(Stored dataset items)

──────────

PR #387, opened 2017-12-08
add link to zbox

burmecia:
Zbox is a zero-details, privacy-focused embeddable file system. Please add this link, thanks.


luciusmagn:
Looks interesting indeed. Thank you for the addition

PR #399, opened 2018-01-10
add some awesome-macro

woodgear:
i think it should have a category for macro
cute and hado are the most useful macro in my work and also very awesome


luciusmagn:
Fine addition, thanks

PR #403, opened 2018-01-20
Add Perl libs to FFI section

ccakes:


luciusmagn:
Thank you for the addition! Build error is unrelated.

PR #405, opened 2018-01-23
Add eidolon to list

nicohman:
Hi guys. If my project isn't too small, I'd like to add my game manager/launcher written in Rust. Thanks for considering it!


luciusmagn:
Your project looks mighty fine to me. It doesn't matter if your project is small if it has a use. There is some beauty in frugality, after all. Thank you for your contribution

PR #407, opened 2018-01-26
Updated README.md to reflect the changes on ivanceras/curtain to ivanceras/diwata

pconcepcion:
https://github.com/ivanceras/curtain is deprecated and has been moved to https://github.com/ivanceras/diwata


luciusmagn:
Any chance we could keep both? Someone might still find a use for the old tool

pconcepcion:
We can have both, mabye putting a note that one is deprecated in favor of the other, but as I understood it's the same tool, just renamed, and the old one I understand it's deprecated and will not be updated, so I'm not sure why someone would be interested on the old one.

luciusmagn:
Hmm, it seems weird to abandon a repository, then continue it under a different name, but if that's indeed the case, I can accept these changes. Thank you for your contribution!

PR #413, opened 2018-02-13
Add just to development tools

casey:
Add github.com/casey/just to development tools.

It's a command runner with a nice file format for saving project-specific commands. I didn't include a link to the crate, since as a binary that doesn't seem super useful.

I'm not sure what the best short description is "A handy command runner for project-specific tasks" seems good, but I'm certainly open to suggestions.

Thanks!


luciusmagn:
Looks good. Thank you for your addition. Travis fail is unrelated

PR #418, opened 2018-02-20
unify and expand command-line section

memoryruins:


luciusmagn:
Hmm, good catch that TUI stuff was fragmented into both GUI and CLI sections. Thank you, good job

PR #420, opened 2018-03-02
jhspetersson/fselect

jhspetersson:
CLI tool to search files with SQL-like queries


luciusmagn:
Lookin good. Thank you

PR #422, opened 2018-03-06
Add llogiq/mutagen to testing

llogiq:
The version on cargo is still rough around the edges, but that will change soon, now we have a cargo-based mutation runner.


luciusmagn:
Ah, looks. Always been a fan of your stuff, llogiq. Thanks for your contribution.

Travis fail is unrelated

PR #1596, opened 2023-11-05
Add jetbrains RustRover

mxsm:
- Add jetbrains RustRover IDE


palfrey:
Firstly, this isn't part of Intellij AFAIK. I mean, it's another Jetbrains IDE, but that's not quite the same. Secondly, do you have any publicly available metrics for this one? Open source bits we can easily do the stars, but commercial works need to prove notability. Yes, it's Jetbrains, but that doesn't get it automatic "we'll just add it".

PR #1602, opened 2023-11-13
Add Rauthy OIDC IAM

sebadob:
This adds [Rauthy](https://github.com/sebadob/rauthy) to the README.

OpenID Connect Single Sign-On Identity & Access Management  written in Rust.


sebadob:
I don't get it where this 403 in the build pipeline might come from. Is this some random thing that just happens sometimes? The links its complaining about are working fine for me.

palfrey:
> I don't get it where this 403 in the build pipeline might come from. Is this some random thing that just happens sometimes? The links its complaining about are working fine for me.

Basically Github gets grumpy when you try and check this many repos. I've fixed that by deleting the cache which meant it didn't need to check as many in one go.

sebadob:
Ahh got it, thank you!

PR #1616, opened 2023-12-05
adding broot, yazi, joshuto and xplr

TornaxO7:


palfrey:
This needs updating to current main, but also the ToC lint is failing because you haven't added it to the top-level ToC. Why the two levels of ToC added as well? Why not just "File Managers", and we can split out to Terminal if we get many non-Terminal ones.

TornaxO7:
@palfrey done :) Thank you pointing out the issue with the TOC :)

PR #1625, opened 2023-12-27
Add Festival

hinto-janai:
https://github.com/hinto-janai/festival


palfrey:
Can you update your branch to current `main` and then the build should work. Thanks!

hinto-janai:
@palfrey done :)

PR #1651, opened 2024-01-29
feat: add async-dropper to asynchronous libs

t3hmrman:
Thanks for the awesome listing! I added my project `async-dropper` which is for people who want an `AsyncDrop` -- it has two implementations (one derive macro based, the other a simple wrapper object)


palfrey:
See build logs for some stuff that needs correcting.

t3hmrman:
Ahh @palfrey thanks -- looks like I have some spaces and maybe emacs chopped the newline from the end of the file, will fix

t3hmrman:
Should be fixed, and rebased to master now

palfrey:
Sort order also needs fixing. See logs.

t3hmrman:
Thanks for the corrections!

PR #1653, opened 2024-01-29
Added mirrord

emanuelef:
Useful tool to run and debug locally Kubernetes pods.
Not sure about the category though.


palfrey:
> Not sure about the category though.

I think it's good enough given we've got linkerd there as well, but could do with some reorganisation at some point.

──────────

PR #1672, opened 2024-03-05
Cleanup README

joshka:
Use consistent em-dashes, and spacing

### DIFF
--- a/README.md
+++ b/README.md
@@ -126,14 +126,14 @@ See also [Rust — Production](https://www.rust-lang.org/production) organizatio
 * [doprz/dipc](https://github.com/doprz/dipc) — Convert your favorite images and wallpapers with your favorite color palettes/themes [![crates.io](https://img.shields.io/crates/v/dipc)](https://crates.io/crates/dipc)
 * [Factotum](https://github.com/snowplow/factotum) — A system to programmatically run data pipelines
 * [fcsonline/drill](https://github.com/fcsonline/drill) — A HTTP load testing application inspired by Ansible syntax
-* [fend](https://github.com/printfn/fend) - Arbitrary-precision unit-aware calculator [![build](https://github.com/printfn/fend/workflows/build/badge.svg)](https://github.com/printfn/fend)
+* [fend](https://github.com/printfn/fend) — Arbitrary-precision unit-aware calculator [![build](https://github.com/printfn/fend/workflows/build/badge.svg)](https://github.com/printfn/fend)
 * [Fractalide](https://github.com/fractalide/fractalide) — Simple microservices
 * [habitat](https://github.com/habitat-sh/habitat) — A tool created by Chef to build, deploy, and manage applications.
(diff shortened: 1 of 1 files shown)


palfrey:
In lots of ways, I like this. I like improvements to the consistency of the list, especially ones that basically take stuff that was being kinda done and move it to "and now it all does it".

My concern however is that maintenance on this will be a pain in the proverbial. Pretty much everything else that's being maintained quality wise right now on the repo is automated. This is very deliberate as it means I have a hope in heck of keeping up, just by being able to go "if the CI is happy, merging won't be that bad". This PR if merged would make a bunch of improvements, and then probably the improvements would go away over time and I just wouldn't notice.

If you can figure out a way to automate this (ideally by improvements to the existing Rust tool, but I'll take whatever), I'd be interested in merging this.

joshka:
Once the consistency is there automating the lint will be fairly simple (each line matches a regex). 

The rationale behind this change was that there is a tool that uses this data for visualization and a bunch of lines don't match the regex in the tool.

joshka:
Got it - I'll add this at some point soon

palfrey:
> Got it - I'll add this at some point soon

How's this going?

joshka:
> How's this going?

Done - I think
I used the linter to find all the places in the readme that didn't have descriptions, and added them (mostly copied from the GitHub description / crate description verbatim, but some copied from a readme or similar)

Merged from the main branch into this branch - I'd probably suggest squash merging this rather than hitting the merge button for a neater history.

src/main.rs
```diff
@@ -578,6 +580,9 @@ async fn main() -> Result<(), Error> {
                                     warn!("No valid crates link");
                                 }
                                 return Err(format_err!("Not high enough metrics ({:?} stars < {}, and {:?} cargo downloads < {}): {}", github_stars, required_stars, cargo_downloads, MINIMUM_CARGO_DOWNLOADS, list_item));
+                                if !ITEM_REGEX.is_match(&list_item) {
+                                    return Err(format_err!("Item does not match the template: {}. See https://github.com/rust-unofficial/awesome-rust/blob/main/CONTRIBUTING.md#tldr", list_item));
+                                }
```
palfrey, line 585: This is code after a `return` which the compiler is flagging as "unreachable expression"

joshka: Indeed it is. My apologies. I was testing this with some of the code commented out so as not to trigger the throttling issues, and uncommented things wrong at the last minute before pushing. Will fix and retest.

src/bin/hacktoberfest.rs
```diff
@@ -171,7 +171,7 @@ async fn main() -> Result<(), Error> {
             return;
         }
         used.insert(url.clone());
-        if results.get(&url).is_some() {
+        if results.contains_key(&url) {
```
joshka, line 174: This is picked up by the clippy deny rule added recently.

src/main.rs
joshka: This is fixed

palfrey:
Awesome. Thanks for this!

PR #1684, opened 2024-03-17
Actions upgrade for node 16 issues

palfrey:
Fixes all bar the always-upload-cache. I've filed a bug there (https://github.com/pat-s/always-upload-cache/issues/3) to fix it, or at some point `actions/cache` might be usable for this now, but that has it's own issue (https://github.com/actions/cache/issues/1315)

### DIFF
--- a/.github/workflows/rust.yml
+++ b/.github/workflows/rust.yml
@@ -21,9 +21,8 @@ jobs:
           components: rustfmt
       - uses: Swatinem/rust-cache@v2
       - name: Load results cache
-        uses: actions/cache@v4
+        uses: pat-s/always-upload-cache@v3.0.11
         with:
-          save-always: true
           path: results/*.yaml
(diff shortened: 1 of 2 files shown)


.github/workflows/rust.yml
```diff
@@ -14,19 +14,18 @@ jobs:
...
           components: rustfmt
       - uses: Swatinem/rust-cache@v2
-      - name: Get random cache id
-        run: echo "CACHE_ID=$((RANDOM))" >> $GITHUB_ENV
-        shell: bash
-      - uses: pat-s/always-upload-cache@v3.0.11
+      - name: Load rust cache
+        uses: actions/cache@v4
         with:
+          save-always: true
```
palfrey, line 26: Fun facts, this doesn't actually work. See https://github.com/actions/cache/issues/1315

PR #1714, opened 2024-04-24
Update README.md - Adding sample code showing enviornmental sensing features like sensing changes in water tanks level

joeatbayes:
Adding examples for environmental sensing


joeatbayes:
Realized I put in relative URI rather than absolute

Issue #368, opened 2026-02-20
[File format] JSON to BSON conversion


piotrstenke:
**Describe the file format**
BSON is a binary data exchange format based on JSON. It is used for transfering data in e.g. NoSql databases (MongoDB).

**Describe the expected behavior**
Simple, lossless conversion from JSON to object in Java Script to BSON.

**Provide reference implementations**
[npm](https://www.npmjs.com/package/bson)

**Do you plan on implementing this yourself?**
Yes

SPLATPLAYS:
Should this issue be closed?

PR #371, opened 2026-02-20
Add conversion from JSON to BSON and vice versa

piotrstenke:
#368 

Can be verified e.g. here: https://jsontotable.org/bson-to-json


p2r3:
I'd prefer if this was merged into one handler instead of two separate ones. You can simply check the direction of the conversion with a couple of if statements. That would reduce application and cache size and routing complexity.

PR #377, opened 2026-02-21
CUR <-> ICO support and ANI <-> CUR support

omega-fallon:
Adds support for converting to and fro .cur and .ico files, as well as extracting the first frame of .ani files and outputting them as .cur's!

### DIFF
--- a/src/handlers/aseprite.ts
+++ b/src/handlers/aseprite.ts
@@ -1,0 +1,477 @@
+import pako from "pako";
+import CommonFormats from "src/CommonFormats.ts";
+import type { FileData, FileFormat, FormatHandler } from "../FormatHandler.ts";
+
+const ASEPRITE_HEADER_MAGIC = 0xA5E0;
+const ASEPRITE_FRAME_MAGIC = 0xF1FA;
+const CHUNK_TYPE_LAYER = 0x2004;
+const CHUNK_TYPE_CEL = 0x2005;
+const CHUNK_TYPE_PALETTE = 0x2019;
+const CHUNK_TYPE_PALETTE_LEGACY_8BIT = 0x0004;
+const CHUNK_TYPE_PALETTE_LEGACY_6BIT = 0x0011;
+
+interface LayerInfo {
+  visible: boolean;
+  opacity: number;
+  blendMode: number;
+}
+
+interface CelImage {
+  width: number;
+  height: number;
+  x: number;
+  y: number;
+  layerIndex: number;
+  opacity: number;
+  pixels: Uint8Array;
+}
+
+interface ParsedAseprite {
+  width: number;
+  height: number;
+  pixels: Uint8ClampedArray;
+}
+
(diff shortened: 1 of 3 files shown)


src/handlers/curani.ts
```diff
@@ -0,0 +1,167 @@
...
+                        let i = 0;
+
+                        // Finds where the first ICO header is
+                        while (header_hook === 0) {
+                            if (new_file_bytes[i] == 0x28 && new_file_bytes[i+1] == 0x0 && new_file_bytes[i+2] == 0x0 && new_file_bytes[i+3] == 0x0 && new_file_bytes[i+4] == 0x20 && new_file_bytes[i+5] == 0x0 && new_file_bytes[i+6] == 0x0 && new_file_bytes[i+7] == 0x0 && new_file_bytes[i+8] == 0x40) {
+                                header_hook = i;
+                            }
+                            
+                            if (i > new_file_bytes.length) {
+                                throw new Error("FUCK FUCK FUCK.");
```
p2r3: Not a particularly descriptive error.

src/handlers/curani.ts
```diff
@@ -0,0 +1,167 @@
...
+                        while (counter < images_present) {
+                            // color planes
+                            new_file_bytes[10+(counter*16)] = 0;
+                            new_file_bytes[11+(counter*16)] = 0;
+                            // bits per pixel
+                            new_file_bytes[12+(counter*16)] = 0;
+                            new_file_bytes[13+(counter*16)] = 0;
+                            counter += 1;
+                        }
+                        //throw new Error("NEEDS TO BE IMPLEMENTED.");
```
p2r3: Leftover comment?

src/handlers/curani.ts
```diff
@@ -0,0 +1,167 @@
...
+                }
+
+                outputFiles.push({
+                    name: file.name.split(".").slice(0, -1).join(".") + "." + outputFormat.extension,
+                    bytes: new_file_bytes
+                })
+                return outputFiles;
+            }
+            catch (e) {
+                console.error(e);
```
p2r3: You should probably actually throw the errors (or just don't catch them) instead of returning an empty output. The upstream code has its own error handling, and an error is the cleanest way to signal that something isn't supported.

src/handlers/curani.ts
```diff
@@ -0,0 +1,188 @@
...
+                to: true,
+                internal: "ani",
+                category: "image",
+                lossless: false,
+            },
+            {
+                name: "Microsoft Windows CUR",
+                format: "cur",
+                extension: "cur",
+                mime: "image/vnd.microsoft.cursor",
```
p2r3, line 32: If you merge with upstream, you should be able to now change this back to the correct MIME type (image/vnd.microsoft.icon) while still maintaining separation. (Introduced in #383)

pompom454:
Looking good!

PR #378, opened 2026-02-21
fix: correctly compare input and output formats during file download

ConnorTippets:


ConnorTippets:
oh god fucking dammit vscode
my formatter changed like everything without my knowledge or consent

──────────

■ Activity:
How many lines in the data above hold the word "printfn"? Answer with the number alone.

■ Result of the task:
2